> [Work to complete]: Output, without alteration, the first line of the entries and each line after it, stopping with the line that contains "Closes https://github.com/hypothesis/product-backlog/issues/1290".

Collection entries
PR #4200, opened 2022-02-09
Ignore meta tag if `content` attribute is empty

esanzgar:
If the meta tag contains a empty `content` attribute it is ignored.
Example: `<meta name="citation_doi" content>`

Closes https://github.com/hypothesis/product-backlog/issues/1290


robertknight (approved):
LGTM. Is there a similar issue with `<link>` tags?

esanzgar:
> Is there a similar issue with <link> tags?

I will review if `<link>` suffers the same issue and create a follow up PR if so.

> [Response to the exercise]:
PR #4200, opened 2022-02-09
Ignore meta tag if `content` attribute is empty

esanzgar:
If the meta tag contains a empty `content` attribute it is ignored.
Example: `<meta name="citation_doi" content>`

Closes https://github.com/hypothesis/product-backlog/issues/1290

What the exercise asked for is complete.